Your task = When the line containing "PR #588, opened 2018-06-11" is found in the data below, copy it and each line after it through the line containing "Some platforms, such", exactly and with no others.

Given data =

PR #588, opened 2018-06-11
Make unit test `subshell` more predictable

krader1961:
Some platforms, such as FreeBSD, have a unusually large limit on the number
---
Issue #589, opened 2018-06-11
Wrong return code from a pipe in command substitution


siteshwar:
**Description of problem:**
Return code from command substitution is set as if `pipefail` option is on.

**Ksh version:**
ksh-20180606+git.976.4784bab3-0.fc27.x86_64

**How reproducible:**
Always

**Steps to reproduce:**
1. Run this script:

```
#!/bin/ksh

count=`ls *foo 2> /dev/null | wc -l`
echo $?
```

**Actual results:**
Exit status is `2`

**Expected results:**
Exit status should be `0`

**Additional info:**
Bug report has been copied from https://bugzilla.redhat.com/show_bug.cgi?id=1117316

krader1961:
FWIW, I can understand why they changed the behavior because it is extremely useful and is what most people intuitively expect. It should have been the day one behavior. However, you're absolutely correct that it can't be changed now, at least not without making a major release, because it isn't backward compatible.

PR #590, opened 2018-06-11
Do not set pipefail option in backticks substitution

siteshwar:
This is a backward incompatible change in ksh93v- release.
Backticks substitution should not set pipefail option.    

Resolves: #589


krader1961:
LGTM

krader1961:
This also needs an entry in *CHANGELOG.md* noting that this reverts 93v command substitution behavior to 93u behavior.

Expected answer =
PR #588, opened 2018-06-11
Make unit test `subshell` more predictable

krader1961:
Some platforms, such as FreeBSD, have a unusually large limit on the number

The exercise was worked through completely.